Several studies reported that MSCs transplantation was able to positively improve the outcome post SCI [19–22]. Based on the present study, MSCs transplantation can stimulate the regeneration and sprouting of the axons, improve the motor function recovery, reduce the formation of PTS and glial scar, promote vascularization and neuro–trophic factor expression. In the present research, the effect suggested the cell number–dependent manner, 1 • 10⁶ cells showed the best outcome among all groups. The hypothesis can be drawn that the more employed cells, the better gained effect. It was reported that one of the main mechanisms of MSCs transplantation on treating chronic SCI is MSCs’ paracrine effect [11]. Thus, we hypothesized that the more employed cells, the more gained trophic factors. As proved in the present research with immunohistochemistry, the expressional levels of BDNF and VEGF in the lesion site were the highest after the transplantation of 1 • 10⁶ cells among all groups, while after transplanting 4 • 10⁵ cells and 8 • 10⁵ cells, the BDNF and VEGF expressions were also improved compared with DMEM group. Currently, there has been no quantitative study looking into the changing of trophic factors post chronic SCI, or looking into the detailed number of desired trophic factors for treating SCI. Our study suggested the more employed cells, the higher expressional trophic factors, the better gained behavioral recovery. However, prudent planning should be employed when increasing cell volume and/or concentration to ensure additional damage.

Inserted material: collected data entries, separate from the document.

PR #248, opened 2026-08-22
feat(sleep): add `skillopt-sleep revert` to undo an adopt

### LINKED ISSUE #247: skillopt-sleep: adopt() writes a backup that nothing can restore — add a `revert` command
## Summary

`adopt()` carefully backs up every live file before overwriting it — and then nothing in SkillOpt-Sleep can ever restore that backup. There is no `revert`, no `rollback`, no `--undo`. A user whose nightly run adopted a skill that made things worse has to figure out the staging layout themselves and hand-copy files out of a timestamped directory.

```
$ grep -rn "revert\|rollback\|restore" skillopt_sleep/
skillopt_sleep/harvest.py:34:    "still failing", "still fails", "not fixed", "revert", "undo",
skillopt_sleep/prompts.py:194:    that override (reverting the template to its default). Returns the new
```

Both hits are unrelated — one is a feedback-phrase list, the other a docstring. The restore path simply does not exist.

## Current behavior

`staging.py:518` writes the backup:

```python
def _backup(path: str, backup_dir: str) -> None:
    if os.path.exists(path):
        os.makedirs(backup_dir, exist_ok=True)
        shutil.copy2(path, os.path.join(backup_dir, os.path.basename(path)))
```

`staging.py:524` `adopt()` calls it for the skill and the memory file, then copies the proposals over the live paths. So after adoption the pre-adopt content is sitting right there at `<project>/.skillopt-sleep/staging/<ts>/backup/SKILL.md`, alongside a `manifest.json` that already records exactly where it came from (`live_skill_path`, `live_memory_path`).

Everything a revert needs is on disk. There is just no command that reads it.

The CLI (`skillopt_sleep/__main__.py:539`) exposes `run`, `dry-run`, `status`, `adopt`, `harvest`, `schedule`, `unschedule` — and that's the full list.

## Why this matters more than it looks

Adoption can happen **unattended**. `--auto-adopt` (`config.py:84`, applied at `cycle.py:696`) adopts as soon as the gate accepts, and `cmd_schedule` forwards that flag straight into the installed cron entry / Scheduled Task (`__main__.py:520`):

```python
extra=("--auto-adopt" if getattr(args, "auto_adopt", False) else "")
```

So the documented happy path is: install a nightly job, go to sleep, and let it rewrite your live `SKILL.md` at 03:17. The gate is a held-out validation gate, not an oracle — a night can accept an edit that scores better on a handful of mined tasks and still be worse in daily use. When that happens, the recovery story is "go read the source to find out where the backup went."

## Related bug: the backup is destroyed if you adopt the same staging dir twice

`_backup` unconditionally overwrites `backup/<basename>`. Adopt the same directory a second time and the "backup" becomes a copy of the already-adopted proposal — the original is gone for good:

```python
import json, os, tempfile
from skillopt_sleep.staging import adopt

d = tempfile.mkdtemp()
st, live = os.path.join(d, "staging"), os.path.join(d, "live", "SKILL.md")
os.makedirs(st); os.makedirs(os.path.dirname(live))
open(live, "w").write("ORIGINAL hand-written skill\n")
open(os.path.join(st, "proposed_SKILL.md"), "w").write("PROPOSED (regressed) skill\n")
json.dump({"has_skill": True, "has_memory": False, "live_skill_path": live,
           "live_memory_path": "", "accepted": True},
          open(os.path.join(st, "manifest.json"), "w"))

adopt(st)
print(open(os.path.join(st, "backup", "SKILL.md")).read())  # ORIGINAL hand-written skill
adopt(st)
print(open(os.path.join(st, "backup", "SKILL.md")).read())  # PROPOSED (regressed) skill  <-- original lost
```

`skillopt-sleep adopt` with no `--staging` resolves to `latest_staging(project)`, so running it twice in a row is an easy thing to do by accident. Any revert feature has to fix this too, or it will happily restore the regression it was meant to undo.

## Proposed

A `revert` subcommand mirroring `adopt`:

```
skillopt-sleep revert [--project PATH] [--staging DIR]
```

* Default target: the most recently **adopted** staging dir for the project, not merely the most recent one (`latest_staging` currently sorts by mtime and only checks for `manifest.json`).
* Read `manifest.json`, and for each live path that has a corresponding file under `backup/`, copy it back.
* Print what was restored, in the same shape `adopt` prints what it updated.
* `--staging DIR` to revert a specific night, so a user can walk back more than one step.

Edge cases worth handling explicitly:

1. **No backup exists.** `_backup` is a no-op when the live file didn't exist before adoption (first-ever adopt creates `SKILL.md` from nothing). A correct revert should *remove* the adopted file in that case, not silently leave it. This needs to be distinguishable from "backup missing because something went wrong", so the manifest should record which live paths existed pre-adopt.
2. **Never adopted.** Reverting a staging dir that was only ever staged should be a clear no-op message, not a crash on a missing `backup/`.
3. **Idempotent backups.** Make `_backup` refuse to overwrite an existing backup (or version it), per the bug above.
4. **Adoption state.** Nothing currently records that a staging dir was adopted — `status` can't tell an adopted proposal from a staged one. Writing an `adopted_at` into the manifest (or a sibling file) would make both `revert`'s default target and `status`'s output honest.

Happy to send a PR if the shape above sounds right — in particular whether `revert` should default to "last adopted" (my preference) or require an explicit `--staging`.

## Environment

`main` @ `9c776fc`, but this is a structural gap rather than a version-specific one.

pravit-amp:
Fixes #247 

## Summary

`adopt()` backed up every live file it replaced, and nothing could restore that backup — there was no `revert`, `rollback`, or undo anywhere in the CLI. Adoption can also run unattended, since `cmd_schedule` forwards `--auto-adopt` straight into the installed cron entry / Scheduled Task, so a night that regressed the live skill left the user hand-copying files out of a timestamped staging directory.

- adds `skillopt-sleep revert`, undoing the most recent `adopt` for a project
- records in the manifest what each adopt replaced, so revert knows what to put back
- stops `adopt` from destroying its own backup when the same directory is adopted twice
- reports the revert target in `status`, and points at the undo after `adopt`

## Contract

`revert` restores the pre-adopt state of every live path the target staging directory touched.

A live document that `adopt` **replaced** is restored from `backup/`. A live file that `adopt` **created** — you had no such file — is removed instead, because that is the state being returned to; leaving the proposal in place would undo nothing. `adopt` now records which case each live path was in, since after adoption the file exists either way and the distinction is no longer observable.

Without `--staging`, the target is the most recently *adopted* directory that has not already been reverted — deliberately not `latest_staging()`, whose newest entry may never have been adopted, in which case restoring its backup would undo a change the live files never received. `--staging DIR` reverts a specific night, so a user can walk back more than one step.

`revert` raises rather than reporting a successful no-op when the target was never adopted, or when a backup the manifest claims is missing from disk.

Staging directories adopted before this change carry no record, only a `backup/` directory. Those are still revertible: their backup files are matched to the manifest's live paths by basename. A file such an adopt *created* was never backed up and is indistinguishable from one it never touched, so those are left alone rather than deleted on a guess.

## The backup fix is a prerequisite, not scope creep

`_backup()` overwrote unconditionally. Adopting the same staging directory twice copied the already-applied proposal over `backup/`, losing the only copy of the user's pre-adopt document:

```python
adopt(st); print(open(f"{st}/backup/SKILL.md").read())   # ORIGINAL hand-written skill
adopt(st); print(open(f"{st}/backup/SKILL.md").read())   # PROPOSED (regressed) skill
```

`skillopt-sleep adopt` with no `--staging` resolves to `latest_staging(project)`, so running it twice in a row is easy to do by accident. Built on the old behavior, `revert` would restore the very regression it exists to undo. `_backup()` now leaves an existing backup alone, and `adopt` reuses the recorded entry for a live path instead of recomputing it against the file adopt itself just wrote.

This is listed separately under Fixed in the changelog and splits cleanly into its own PR if maintainers prefer — the cut is `_backup()` plus the `recorded`/`prior` branch in `adopt()`.

## Validation

- 16 new tests in `tests/test_sleep_revert.py` — restore, remove-created, skill+memory together, idempotent revert, double-adopt backup safety, never-adopted and missing-backup refusals, legacy staging dirs, `latest_adopted_staging` selection, and CLI round-trip
- full suite: 1,110 passed, 10 skipped, 130 subtests passed
- three failures on this branch (`test_parse_jsonl_ignores_excessively_nested_json`, two `TestOverlayIntegration` cases) reproduce unchanged on `main` at `9c776fc` and are untouched by this PR — the overlay pair is a macOS `/var` → `/private/var` symlink issue in `superpowers.py`, the parser case is a deep-nesting guard that no longer fires on Python 3.13+
- end-to-end through `run_sleep_cycle` with `auto_adopt=True`: revert removed both the created `SKILL.md` and `CLAUDE.md`, and a second revert exited 1 with "nothing to revert"
- `python -m mkdocs build --strict` passed
- Ruff clean on the changed files, except one pre-existing unsorted-import finding at `__main__.py:554` in `cmd_schedule`, left untouched to keep the diff focused

## Notes for review

`status` gained two printed lines and a `latest_adopted_staging` JSON key. That was edge case 4 in the issue — nothing previously distinguished an adopted proposal from a staged one — and it makes the default revert target visible before you run it. Happy to drop it if you would rather keep this PR to the command alone.


pravit-amp:
Rebased onto `bdfdc30` and rewritten on top of #212. The description above predates that rebase and describes the earlier revision — this comment is the accurate summary of what the branch now does.

**What changed.** The first revision predated #212 and carried its own adoption bookkeeping in `manifest.json`. That is gone. `adopt` and `adopt_skills` already publish receipts (`adopted_legacy.json`, `adopted_skills.json`) pinning `live_path`, `sha256_before` (`""` when no file existed), `sha256_after`, and `backup_path` — everything an undo needs. `revert()` and `revert_skills()` simply reverse those.

Consequences:

- **The backup-clobber fix is dropped.** The earlier revision fixed `_backup` overwriting itself on a second adopt. #212's immutable backups and its "already adopted from this night" refusal made that moot.
- **Both ledgers are covered**, with `adopt`'s selection surface: `--skill NAME` (repeatable), `--all-skills`, `--legacy`, `--staging DIR`.
- **New refusal:** if the live file no longer matches `sha256_after`, revert stops. It was edited or replaced after adoption, and restoring the backup would discard that work.
- **Revert consumes the backup and clears the night's receipt rows**, returning the staging directory to its pre-adopt shape so it can be adopted again — adoption refuses to run while an immutable backup is present. A test covers the full adopt → revert → adopt → revert cycle.

**Two deliberate limits**, both documented in `docs/reference/cli.md`:

Directories adoption created are left in place. The receipt records no `created_dirs`, and removing a directory whose ownership was not durably recorded is the same fail-closed case `_recover_transaction_locked` already refuses.

Revert is not WAL-journaled. It takes `_adoption_locks`, runs `_recover_before_manifest` first so an interrupted adoption settles before anything is undone, re-reads the ledger under the lock, and checks every step against the receipt's pins — a live file already matching `sha256_before` is treated as done rather than as a mismatch, so an interrupted revert is completed by running it again. Promoting it into the durable transaction would mean teaching `_TransactionTarget` to delete a path, which the WAL schema has no representation for today, so the `sha256_before == ""` case needs a schema bump. Glad to do that as a follow-up if you would rather revert be journaled end to end.

**On the test suite.** 23 new tests in `tests/test_sleep_revert.py`, driving real `adopt`/`adopt_skills` calls rather than hand-built ledgers. Separately, and unrelated to this PR: `main` at `bdfdc30` is currently red on macOS. Verified by stashing — clean `main` gives `38 failed, 1351 passed`, this branch gives `38 failed, 1374 passed`. Same 38, plus the 23 from here.

They are all one cause. `/tmp` and `/var` are symlinks to `/private/...` on macOS, so the canonicalization added in #212 returns a resolved path where the tests assert the unresolved one:

```
AssertionError: '/private/tmp/live/alpha/SKILL.md' != '/tmp/live/alpha/SKILL.md'
```

I have not touched it here. Happy to open a separate issue if that would be useful.

**Also verified:** end-to-end through `run_sleep_cycle` with `auto_adopt=True` against a pre-existing hand-written skill — adoption changed it (`f69ed225b55e` → `db0f5e360448`), revert restored it byte-exact and removed the `CLAUDE.md` adoption had created. `python -m mkdocs build --strict` passes; Ruff is clean on the changed files.

One reviewer question: `status` gained a `revertable_staging` key and two printed lines. It already reports which skills were adopted from the *latest* night, but the revertable night can be an older one, and that is what a bare `revert` acts on. Happy to drop it if you would rather keep this to the command alone.

Yif-Yang:
Reverting an adoption is valuable, but I found receipt-validation and history-ordering cases that make the current implementation unsafe to merge.

1. `_revert_receipts()` uses the generic receipt reader and trusts receipt-supplied live/backup paths instead of binding each row to the validated manifest, canonical live root, and fixed backup location. `_safe_live_path()` only requires an absolute `.md` path. I reproduced a tampered created-file receipt (`sha256_before == ""`) deleting a matching `.md` file outside the adopted project. Please validate the complete ledger-specific schema, derive or verify paths from trusted manifest data, reject duplicate/extra fields and invalid backup combinations, and under the lock compare the full receipt identity/bytes rather than only the set of keys.
2. A content hash does not prove that an old receipt is the current adoption. In the sequence `O -> X` (night 1), `X -> Y` (night 2), `Y -> X` (night 3), explicitly reverting night 1 sees the expected `X` hash and incorrectly restores `O`, undoing later history. Please persist parent/sequence lineage and allow only the current ledger head to be reverted, or implement an equivalently safe stack model.
3. The non-journaled flow is not fully convergent. If the process stops after restoring the live file but before deleting its backup, the next run sees `sha256_before`, skips `_revert_one()`, removes the receipt, and leaves an orphan immutable backup that blocks future adoption. Please make recovery cover this window; a journaled/atomic multi-target revert is the clearest solution.

Required regressions should include an external `live_path`, wrong skill parent/basename, redirected or contradictory backup fields, duplicate/extra receipt fields, receipt replacement while acquiring locks, the ABA sequence above, and interruption after each mutation step. Please also avoid selecting “latest” by mutable directory mtime and preserve an immutable audit record. The happy-path tests pass, but arbitrary-file deletion and stale-history rollback are merge blockers.

PR #249, opened 2026-08-24
fix(webui): security hardening + launch theme crash; add CI

WODE25500:
Security/robustness hardening for the Gradio WebUI, plus a first CI workflow.

- Default bind 127.0.0.1 (was 0.0.0.0); warn to stderr on a non-localhost bind.
- Move the gradio theme onto gr.Blocks (fixes a startup crash: launch() has no theme param on Gradio 4/5).
- Guard empty out_dir in scan_outputs.
- Add .github/workflows/ci.yml (test py 3.10/3.11/3.12 + docs mkdocs --strict).

Note: the pre-existing WebUI scan_outputs path traversal (arbitrary typed path) is intentionally left as-is; the localhost default is the mitigation.

### DIFF
--- a/.github/workflows/ci.yml
+++ b/.github/workflows/ci.yml
@@ -1,0 +1,41 @@
+name: CI
+
+on:
+  push:
+    branches: [main]
+  pull_request:
+    branches: [main]
+
+jobs:
+  test:
+    runs-on: ubuntu-latest
+    strategy:
+      fail-fast: false
+      matrix:
+        python-version: ["3.10", "3.11", "3.12"]
+    steps:
+      - uses: actions/checkout@v4
+      - uses: actions/setup-python@v5
+        with:
+          python-version: ${{ matrix.python-version }}
+      - name: Install
+        run: pip install -e ".[dev]"
+      - name: Pytest
+        run: python -m pytest -q
+        env:
+          # Live backend/transcript tests are opt-in (gated on == "1"); keep
+          # them off in CI so the run stays hermetic and fast.
+          SKILLOPT_TEST_REAL_OPENCODE: "0"
+          SKILLOPT_TEST_REAL_OPENCODE_SOURCE: "0"
+
+  docs:
+    runs-on: ubuntu-latest
+    steps:
+      - uses: actions/checkout@v4
+      - uses: actions/setup-python@v5
+        with:
+          python-version: "3.11"
+      - name: Install
+        run: pip install -e ".[docs]"
+      - name: Build docs (strict)
+        run: mkdocs build --strict
--- a/.github/workflows/ci.yml
+++ b/.github/workflows/ci.yml
@@ -33,6 +33,8 @@ jobs:
     # where `theme` lives across majors: <6 puts it on Blocks, >=6 on launch().
     # The main `test` job installs only `.[dev]`, so those tests importorskip
     # and never exercise this code — run them here across both supported majors.
+    # 5.50.0 is the DECLARED minimum in the `webui` extra (gradio>=5.50.0,<7),
+    # so the matrix tests the actual floor, not just a mid-version.
     runs-on: ubuntu-latest
     strategy:
       fail-fast: false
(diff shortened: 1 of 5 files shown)


Yif-Yang:
Thanks — the localhost default, empty-output guard, and CI setup are useful. One supported-version compatibility issue blocks this as written.

`pyproject.toml` declares `gradio>=4.0.0` with no upper bound, but `build_ui()` now always passes `theme` to `gr.Blocks`. With the currently supported Gradio 6.25, Gradio warns that `theme` moved to `launch()`, ignores the constructor argument, and the resulting app has `app.theme is None`. The new CI installs only `.[dev]`, not the WebUI extra, and the new tests replace Gradio with a fake module, so this regression is not exercised.

Please either make theme placement runtime-compatible with each supported Gradio API (`Blocks(theme=...)` for versions that support it and `launch(theme=...)` where required), or explicitly constrain the dependency range. Please also add a real WebUI build/launch smoke test for every supported Gradio range and ensure no ignored-argument warning or `TypeError` occurs and the selected theme is actually applied. Once that compatibility path is covered, this should be straightforward to re-review.

WODE25500:
- The Gradio theme is now placed at runtime based on the installed version: on `gr.Blocks` for <=5, on `launch()` for >=6 (added `_GRADIO_MAJOR` detection), with no ignored-argument warning or TypeError.
- Added a real Gradio build/launch smoke test (`tests/test_webui_build_gradio.py`, version-robust: it skips when a headless environment blocks localhost), verified against Gradio 4.44 / 5.50 / 6.25 — `build_ui()` succeeds on all three and the theme lands on the correct object (6.25 launch passes too).

Yif-Yang:
Thanks — the version-dependent implementation works in local checks, but the requested CI coverage is still not actually exercising that compatibility path.

The workflow installs only `.[dev]`, not the `webui` extra, so `pytest.importorskip("gradio")` skips the real-Gradio tests in CI. The launch test also supplies `theme` itself instead of exercising the production `main()` launch kwargs. Finally, `assert ui.theme is not None` is not enough: Gradio 6 assigns a `Default` theme even if production forgets to pass `Soft`, so the test still passes with the original regression reintroduced.

Please add a reproducible Gradio 4/5/6 WebUI matrix that installs the relevant extra, exercises the production launch-kwargs path, and asserts that `Soft` (not merely any non-`None` theme) is applied. A clean Gradio 4.44 environment also currently requires a compatible `huggingface_hub<1` constraint, so please either declare that compatibility bound or narrow the supported Gradio range.

WODE25500:
Already addressed the review feedback and updated this branch (#249):
- Commit `20a4554`: narrowed the webui dependency to gradio>=5,<7 (avoids the gradio 4 vs 6 huggingface_hub conflict), extracted build_launch_kwargs() to go through the production main() path, assert the Soft theme specifically (isinstance/name) rather than `is not None`, and added a CI webui job that runs the gradio tests on both majors (5 and 6).
Please re-review, thanks.

WODE25500:
done, please re-review. One note on the dependency choice: I took the "narrow the range" option - webui is now gradio>=5,<7 - because gradio 4/5 need huggingface_hub<1 while gradio 6 needs >=1.16; a single bound cannot satisfy both, so I dropped the untested major 4.

Yif-Yang:
Thanks — the production theme path and Gradio 5/6 CI coverage now address the previous review. One supported-version issue remains: `gradio>=5.0.0,<7` advertises 5.0.0, but a clean install can resolve a current `huggingface_hub` where `HfFolder` has been removed, causing Gradio 5.0.0 to fail at import. The matrix starts at 5.50.0, so it does not validate the declared minimum. Please either raise the Gradio floor to the first compatible release or declare the required Hub constraint, and test the actual minimum supported version.

WODE25500:
Thanks for the re-review. Addressed the remaining item: the declared floor is now gradio>=5.50.0,<7 (earlier 5.0-5.49 either import HfFolder or don't apply the Blocks theme the same way), and the CI webui matrix tests that actual floor (5.50 + 6.26). Commit d549c86.

PR #250, opened 2026-08-24
fix(model): resolve CLI exec paths for Windows .cmd shims

WODE25500:
Cross-platform exec fixes for the model backends.

- Resolve codex/claude/cursor/copilot exec paths via shutil.which at config load, so bare npm .cmd shims spawn on Windows (bare 'codex' -> codex.CMD; CreateProcess does not search PATHEXT, so bare names raise WinError 2). Mirrors the proven pattern in the sleep layer.
- os.symlink uses target_is_directory + copytree/copy2 fallback (fixes OfficeQA on Windows).
- Scrub the copilot exec stdout/stderr trace (was unredacted, unlike cursor/codex/claude).
- Add tests for _resolve_cli_path.

Verified: _resolve_cli_path('codex') -> codex.CMD on Windows; targeted tests pass.

### DIFF
--- a/skillopt/model/backend_config.py
+++ b/skillopt/model/backend_config.py
@@ -3,6 +3,7 @@ from __future__ import annotations
 
 import json
 import os
+import shutil
 import warnings
 from collections.abc import Mapping
 from typing import Any
@@ -34,10 +35,23 @@ def _coerce_bool_setting(value: Any, *, name: str) -> bool:
     )
 
 
+def _resolve_cli_path(value: str) -> str:
+    """Resolve a CLI name/executable via PATH + PATHEXT.
+
+    On Windows these npm CLIs install as ``.cmd`` shims, and CreateProcess does
+    not search PATHEXT for a bare name (so a bare ``codex`` spawn raises
+    WinError 2). ``shutil.which`` finds the real executable; fall back to the
+    given value so a configured path still passes through unchanged when it
+    cannot be resolved (e.g. a name that is not on this PATH).
+    """
+    resolved = shutil.which(value)
+    return resolved or value
+
+
 OPTIMIZER_BACKEND = normalize_backend_name(os.environ.get("OPTIMIZER_BACKEND", "openai_chat"))
 TARGET_BACKEND = normalize_backend_name(os.environ.get("TARGET_BACKEND", "openai_chat"))
 
-CODEX_EXEC_PATH = os.environ.get("CODEX_EXEC_PATH") or os.environ.get("CODEX_CLI_BIN") or os.environ.get("CODEX_PATH") or "codex"
+CODEX_EXEC_PATH = _resolve_cli_path(os.environ.get("CODEX_EXEC_PATH") or os.environ.get("CODEX_CLI_BIN") or os.environ.get("CODEX_PATH") or "codex")
 CODEX_EXEC_SANDBOX = os.environ.get("CODEX_EXEC_SANDBOX") or os.environ.get("CODEX_SANDBOX_MODE") or os.environ.get("CODEX_SANDBOX") or "workspace-write"
 CODEX_EXEC_PROFILE = os.environ.get("CODEX_EXEC_PROFILE", "")
 _CODEX_EXEC_FULL_AUTO_ENV = os.environ.get("CODEX_EXEC_FULL_AUTO")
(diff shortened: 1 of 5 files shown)


Yif-Yang:
The CLI path-resolution change is useful, but the symlink fallback needs to fail closed before merge.

In `prepare_workspace()`, every `OSError` from `os.symlink()` is treated as “symlinks unavailable”, and `copytree(..., dirs_exist_ok=True)` then merges into whatever already occupies `dst`. I reproduced two failures using valid helper arguments:

- If `extra_files` creates the destination first, the call succeeds and silently mixes stale and source files.
- If two `link_dirs` entries use the same destination, the first creates a symlink to source A; the second gets `EEXIST`, then `copytree` follows the existing symlink and copies source B into source A, modifying data outside the workspace.

The current OfficeQA caller generates unique `docs/root_N` paths, so its normal Windows privilege fallback works, but the helper must not turn any collision into source-tree mutation. At minimum, re-raise when `os.path.lexists(dst)` and use `shutil.copytree(src_abs, dst)` without `dirs_exist_ok=True`; preferably fall back only for the expected Windows “symlink privilege not held” error. Add tests for forced symlink-permission fallback, an existing destination, and duplicate destinations, asserting that neither source is modified.

There is also an incomplete redaction path introduced here: Copilot stdout/stderr is passed through `_redact_cursor_error()`, but JSON such as `{"token":"plain-secret"}` remains unchanged because quoted mapping keys do not match its assignment regex. Please sanitize Copilot JSONL structurally using the existing mapping-key-aware sanitizer (or a shared equivalent), and add a `run_copilot_exec` regression proving secret fields are absent from returned traces and raised error details.

WODE25500:
- The symlink fallback now fails closed: an existing destination raises `FileExistsError`; `copyree`/`copytree` no longer uses `dirs_exist_ok`; and we only fall back for the Windows "symlink privilege not held" error (WinError 1314 / EPERM / ENOTSUP), re-raising other errors — so a colliding or duplicate destination can no longer mutate the source outside the work dir.
- Copilot JSON output is now sanitized structurally (mapping-key aware, `_redact_copilot_trace`/`_redact_copilot_json`), so `{"token": "..."}` is redacted too, while `content`/`prompt` are kept for debugging.
- Added `tests/test_workspace_symlink.py` (privilege fallback, existing/duplicate destination, non-privilege re-raise, JSONL secret-field redaction) — all pass.

Yif-Yang:
Thanks — the symlink collision/source-mutation blocker is fixed. One Copilot redaction gap remains.

`_redact_copilot_trace()` sanitizes structurally only when the entire line is valid JSON. Prefixed or pretty-printed stderr such as `warning: {"token":"plain-secret"}` falls back to `_redact_cursor_error()`, whose assignment regex does not match quoted JSON keys. I reproduced `plain-secret` verbatim both in the combined trace returned by a successful `run_copilot_exec()` call and in the `RuntimeError` detail on a non-zero exit.

Please sanitize quoted/embedded JSON in the fallback path and add `run_copilot_exec`-level regressions for both returned traces and raised errors, including prefixed and multiline JSON. Once this boundary is covered, the original workspace issue looks resolved.

WODE25500:
Already addressed the review feedback and updated this branch (#250):
- Commits `84b72a8` / `b33b12e`: folded quoted-JSON whole-value capture into the shared _redact_cursor_error (one fix covers the copilot fallback, the cursor stderr paths, and all string-leaf callers); secret-key detection now uses endswith on the normalized key rather than substring (keeping token_count/token_budget/secret_version diagnostics while still redacting token/api_key/refreshToken), and bare "bearer" keys are covered.
Please re-review, thanks.

Yif-Yang:
Thanks — the scalar prefixed cases are fixed, but two redaction gaps remain. `_redact_copilot_json()` still uses the old exact-field set (plus `endswith("apikey")`), so valid JSON such as `{"githubToken":"plain-secret"}` is emitted unchanged. The fallback regex also supports only single-level object values and processes input line by line, so deeply nested or pretty-printed embedded JSON can still leak secrets into both returned traces and `RuntimeError` details. Please use one mapping-aware key policy consistently and parse/redact embedded JSON without a fixed nesting limit, with run-level regressions for both success and error paths.

WODE25500:
Thanks for the re-review. Addressed both redaction gaps: _redact_copilot_json now uses the same endswith-based _is_copilot_secret_key as the embedded-JSON fallback (so githubToken is redacted), and embedded JSON is parsed with an unbounded bracket-matching scan (deeply nested / pretty-printed JSON in non-JSON text is structurally redacted). Added run-level regressions for both the returned trace and the raised error. Commits 5a5a1f8.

It is a limitation of the present research that the survival rates of the transplanted MSCs were not evaluated. Further studies on the evaluation of survival rates and cell apoptosis would be performed.

CONCLUSIONS

MSCs transplantation therapy for chronic SCI is a safe strategy with the concentration of 1 • 10⁵, 2 • 10⁵ and 2.5 • 10⁵ cells/μl, and with the cells number of 4 • 10⁵, 8 • 10⁵, and 1 • 10⁶. In the present basic study in vivo, MSCs can restore function after chronic SCI through stimulating the regeneration and sprouting of the axons, improving the motor function recovery, reducing the formation of PTS and glial scar, promoting vascularization and neuro-trophic factor expression. The effect was cell number-dependent, and 1 • 10⁶ cells were proved to be the best dose. At the same time, the combined application of DTI and DTT could be the quantitative strategy for evaluating PTS situation post chronic SCI.